Kabuga, E.; Nandi, D.; Burrell, S.; Dlamini, G.; Balakrishnan, R.; Bah, B.; Durbach, I.

Individual animal identification is essential for wildlife conservation and management, helping to estimate animal abundance and related parameters. We assessed the feasibility of identifying individual field crickets (Plebeiogryllus guttiventris) from their calls using deep learning. In a closed population of known individuals, the best models recognized crickets with up to 99.9% accuracy when trained and tested on calls from the same night, and 63.2% when tested on calls from nights not used in training. When matching pairs of calls, without knowledge of all individuals in the population, models identified pairs of calls from the same night with 97% accuracy, falling to 87.1% if calls were from different nights.
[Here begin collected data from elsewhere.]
PR #763, opened 2021-10-19
[Build] support building targets for inputted platform and arch 

kavilla:
### Description
Adding `platform` and `arch` as a build argument to be passed to
the build target. This enables cross-platform builds, for example,
we can build linux x64 on a linux ARM64 machine.

We would want to do this because some of the libraries that are
required for building (not for runtime) are not available for
certain operating systems.

Also updated the OpenSearch Dashboards Jenkinsfile to pass the
platform and arch.

### Issues Resolved
 
### Check List

### DIFF
--- a/src/build_workflow/build_args.py
+++ b/src/build_workflow/build_args.py
@@ -14,6 +14,8 @@ class BuildArgs:
     snapshot: bool
     component: str
     keep: bool
+    platform: str
+    arch: str
 
     def __init__(self):
         parser = argparse.ArgumentParser(description="Build an OpenSearch Bundle")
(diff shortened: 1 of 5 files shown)


src/build_workflow/build_args.py
```diff
@@ -52,6 +60,8 @@ def __init__(self):
         self.snapshot = args.snapshot
         self.component = args.component
         self.keep = args.keep
+        self.platform = args.platform
+        self.arch = args.arch
```
dblock, line 64: You need defaults for these or it will be blank and break the existing OpenSearch build.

Accuracy remained high when tested on individuals not observed during training (within night: 94.1%; across nights 78.8%). Pooling training data across multiple nights improved test accuracy for all models. Deep learning outperformed random forests, particularly on harder tasks, although both were able to discriminate individuals. Analysis of temperature effects on cricket calling behavior showed that higher temperatures were associated with shorter chirp durations and higher carrier frequencies. However, adjusting spectrograms for chirp duration alone, or for both duration and frequency, did not improve performance. The results are the first to demonstrate AIID using wild recordings of an insect species, and further highlight the potential of deep learning-based AIID for non-invasive monitoring of animal populations.